Let’s find another example. A 7-year old child, whose brain is still developing, who can barely read, is asked to sing with the rest of the class. She sings loudly off key. In this instance, the repeated act of singing in a group will eventually lead to the brain to develop the complex mathematical skill of matching pitches. But instead of allowing the experience of singing in a group, over time, to be integrated so that the child sings correctly with the rest of the class… that child is asked to stand in front of the group and made to sing alone. They are told in front of the group that they can’t sing. They are told they must sit out of the class, or that they can still be in the group but must only mouth the words. That one embarrasing experience puts an end to any musical aspirations they have. They avoid singing for the rest of their lives. Or at least until they are in their 40s and the desire to be in the music brings them to my studio. Can they be helped?

Yes, I believe that anyone who can talk can also sing. If they are willing to do the work. Even if they sing off-key to start. I know because I work with tone deaf singers and every single one of them has learned to sing on pitch. The key is process. The key is consistently thinking about and working on the art form. The key is understanding the instrument and becoming aware of the subtle ways we think about ourselves that interfere in the natural activity of singing. The innate ability to sing is within each of us. Simply put, everyone can sing because – unless there is a physiological challenge - we were made to sing.

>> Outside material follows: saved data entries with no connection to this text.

PR #16, opened 2019-03-26
add optional abs-send-time support to Packetizer

wdouglass:
abs-send-time adds a wall-clock timestamp to the end of each video frame (when it's enabled)

It seems like libwebrtc likes these extra timestamps, lets enable it.

### DIFF
--- a/packetizer.go
+++ b/packetizer.go
@@ -17,14 +17,17 @@ type Packetizer interface {
 }
 
 type packetizer struct {
-	MTU         int
-	PayloadType uint8
-	SSRC        uint32
-	Payloader   Payloader
-	Sequencer   Sequencer
-	Timestamp   uint32
-	ClockRate   uint32
-	AbsSendTime int //if this is nonzero, then it's the extension number that's applied to http://www.webrtc.org/experiments/rtp-hdrext/abs-send-time
+	MTU              int
+	PayloadType      uint8
+	SSRC             uint32
+	Payloader        Payloader
+	Sequencer        Sequencer
+	Timestamp        uint32
+	ClockRate        uint32
+	extensionNumbers struct { //put extension numbers in here. If they're 0, the extension is disabled (0 is not a legal extension number)
+		AbsSendTime int //http://www.webrtc.org/experiments/rtp-hdrext/abs-send-time
+	}
+	timegen func() time.Time
 }
 
 // NewPacketizer returns a new instance of a Packetizer for a specific payloader
@@ -40,11 +43,12 @@ func NewPacketizer(mtu int, pt uint8, ssrc uint32, payloader Payloader, sequence
 		Sequencer:   sequencer,
 		Timestamp:   r.Uint32(),
 		ClockRate:   clockRate,
+		timegen:     time.Now,
 	}
 }
 
 func (p *packetizer) EnableAbsSendTime(value int) {
-	p.AbsSendTime = value
+	p.extensionNumbers.AbsSendTime = value
 }
 
 func toNtpTime(t time.Time) uint64 {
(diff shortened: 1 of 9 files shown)


packetizer.go
```diff
@@ -68,5 +88,27 @@ func (p *packetizer) Packetize(payload []byte, samples uint32) []*Packet {
 	}
 	p.Timestamp += samples
 
+	if p.AbsSendTime != 0 {
+		t := toNtpTime(time.Now()) >> 14
```
maxhawkins: Go doesn't let you stub out time.Now() for tests. This code would be more testable if there was a way to override it here.

packetizer.go
```diff
@@ -68,5 +88,27 @@ func (p *packetizer) Packetize(payload []byte, samples uint32) []*Packet {
...
+		//apply http://www.webrtc.org/experiments/rtp-hdrext/abs-send-time
+		packets[len(payloads)-1].Header.Extension = true
```
maxhawkins: What if `len(payloads) == 0`?

packetizer.go
```diff
@@ -68,5 +88,27 @@ func (p *packetizer) Packetize(payload []byte, samples uint32) []*Packet {
...
+		packets[len(payloads)-1].ExtensionProfile = 0xBEDE
+		packets[len(payloads)-1].ExtensionPayload = []byte{
+			//the first byte is
+			// 0 1 2 3 4 5 6 7
+			//+-+-+-+-+-+-+-+-+
+			//|  ID   |  len  |
+			//+-+-+-+-+-+-+-+-+
+			//per RFC65285
```
maxhawkins: Do you have a link for the RFC? I couldnt find it

packetizer.go
```diff
@@ -41,6 +43,24 @@ func NewPacketizer(mtu int, pt uint8, ssrc uint32, payloader Payloader, sequence
...
+func (p *packetizer) EnableAbsSendTime(value int) {
+	p.AbsSendTime = value
+}
+
+func toNtpTime(t time.Time) uint64 {
+	var s uint64
+	var f uint64
+	u := uint64(t.UnixNano())
+	s = u / 1e9
+	s += 0x83AA7E80 //offset in seconds between unix epoch and ntp epoch
```
maxhawkins: does this deal with the 2038 problem?

packetizer.go
```diff
@@ -68,5 +88,27 @@ func (p *packetizer) Packetize(payload []byte, samples uint32) []*Packet {
...
+		packets[len(payloads)-1].ExtensionPayload = []byte{
+			//the first byte is
+			// 0 1 2 3 4 5 6 7
+			//+-+-+-+-+-+-+-+-+
+			//|  ID   |  len  |
+			//+-+-+-+-+-+-+-+-+
+			//per RFC65285
+			//Len is the number of bytes in the extension - 1
+
+			byte((p.AbsSendTime << 4) | 2),
```
maxhawkins: I'm really confused about what `p.AbsSendTime` represents. Can you choose a different name that is more descriptive?

packetizer.go
```diff
@@ -41,6 +43,24 @@ func NewPacketizer(mtu int, pt uint8, ssrc uint32, payloader Payloader, sequence
 	}
 }
 
+func (p *packetizer) EnableAbsSendTime(value int) {
+	p.AbsSendTime = value
```
maxhawkins: Is this necessary if you can just set it directly on the struct?

packetizer.go
wdouglass: How about a function object in the Packetizer structure? normally it'll call time.Now, but inside the package tests can override it?

packetizer.go
wdouglass: the RFC number is a typo, it's 5285. sorry about that.

https://tools.ietf.org/html/rfc5285

packetizer.go
wdouglass: good catch, fixing.

packetizer.go
wdouglass: t.UnixNano will roll over in 2554. the NTP format will roll over sooner (it rolls over every 136 years). 
The timestamp we're deriving from it (abs-send-time) rolls over every 64 seconds -- i don't think it's a problem.

packetizer.go
wdouglass: it's the rtp extension number. I wonder if it should be a sub-structure -- `ExtNumbers.AbsSendTime`?

packetizer.go
wdouglass: Not really, you're right.

wdouglass: wait-- I added it to the interface. `packetizer` isn't exposed.

wdouglass:
> I'm still confused about what this value does. Is it a timestamp? An identifier?

I assume you mean `packetizer.AbsSendTime` (which has been changed to `packetizer.extensionNumbers.AbsSendTime`)

That's the extension number that is declared by the `a=extmap:` line in the sdp; much like `rtpmap`, `extmap` maps a set of identifiers to RTP header extensions.

packetizer.go
maxhawkins: Hmm wonder why Packetizer is an interface in the first place...

Question for a future pull request.

maxhawkins:
Oh! I understand now. It's the mapping from the SDP to the header extension. Thanks for bearing with me I hadn't read RFC 5285.

The spec says "The 8-bit ID is the local identifier of this element", so maybe calling it an ID would make sense? Something like `AbsSendTimeExtID` maybe. I was really confused because I thought it was the actual timestamp not an identifier.

maxhawkins:
As an aside:

Maybe `rtp.Packet` should directly support RFC 5285? Seems you should be able to add an abs-sendtime to a packet without needing to go through the packetizer. We're also going to need to read the abs-sendtime packets at some point. It would be convenient if Pion parsed them too.

packetizer.go
maxhawkins: I liked the flat version better, personally. Sub-structure might make sense if we supported more extensions, but at that point an array makes more sense.

wdouglass:
the reason I added the abs-send-time support to the Packetizer instead of to `rtp.Packet` is because the standard (or what google considers a standard...) dictates that the abs-send-time extension should only be present on the last packet of a fragmented frame. The Packetizer was the easiest place to implement that; `rtp.Packet` already supports RFC5285 as well as it can, but the specific extensions will need to be hooked in at various places

The only way I could see to move more code into the Packet is to make a `Packet.AddAbsSendTimeExtension` call and move the construction of the header there...

maxhawkins:
Just thinking aloud on RFC 5285. Moved my thoughts here: https://github.com/pions/rtp/issues/17

PR looks good otherwise. I am still confused by the name `packetizer.AbsSendTime` but I'm not going to block you if you want to merge it.

Thanks for implementing this!

PR #20, opened 2019-05-19
Set OpusPacket Payload on Unmarshall

raphaelpereira:
Opus packet umarshal was ignoring payload


Sean-Der:
Thank you so much @raphaelpereira 

Would you mind
* Adding yourself to the `README.md`
* Update your commit message so it has a Subject+Body (with an empty line between them)

After that I can merge and will tag a new version and bump `pion/webrtc`. Thanks for using Pion :)

PR #21, opened 2019-05-19
Set OpusPacket Payload on Unmarshall

raphaelpereira:
OpusPacket Unmarshall function was not setting payload


Sean-Der:
Perfect! Thank you so much, when I am at my desk will tag as a new version :)

Thanks for using Pion! If you have anything that can make the project better I would love to hear. I am always available on Slack:)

Does that mean we each have what it takes to be a professional singer? Maybe. No one can decide that for you. Only you. Only you can get up every day and work with your instrument, use it to express something in a unique and interesting way. Only you can want to be aware of habits that inhibit you and then want to work for as long as it takes to change them. Only you can dedicate the days and weeks and months and years to the act of something that gives you joy and lights you up inside.

Personally, I believe that if you do that work, you will find a way to live your dream. It may not be as a winner of American Idol. If you are open to the process and follow your path, you could end up doing things that were so far outside the possibilities that you never even thought of them at all. Like singing a season with a professional opera company. Like becoming a voice teacher. Like learning how to write and produce music for film & television. And then writing about those experiences in a blog.

~ no ideas today

I’ve been trying to write this blog for two days. Well, mostly thinking about writing this blog… but at a loss for ideas. I go through that occasionally with everything. Ideas for songs, instrumentals, blogs and paintings seem to be as far away as the moon. I find myself reading books I like or watching DVDs of movies I enjoy. It’s funny cause if you were in the room with me, I wouldn’t find any difficulty talking to you about a whole host of things. It’s been stressful week, worried about family, worried about my friends with cancer, dealing with going to the dentist, counting my pennies and coming up short.

On the good side, I had three pieces of music forwarded (that means pitched directly by a trusted intermediary) to a film composer looking for long term relationships with skilled writers. On the other side, I ended up going to the doctor because I had a weird reaction to the dental anaesthetic that has never happened before. It’s slowly fading but my gawd. I did work on some music tracks this weekend – collabs with Chuck and Geoff, but more work to do on them both to get them into some sort of shape. Maybe I’m just trying too hard. The weather is improving, and Saturday night at dinner time I went to hear some friends play music at a local cafĂ©, nice long walk there and back. Today I hung out and worked on music, watched some TV, chatted with my sister, researched some ideas for my book. That’s it. Maybe that's enough. Sometimes you just gotta be.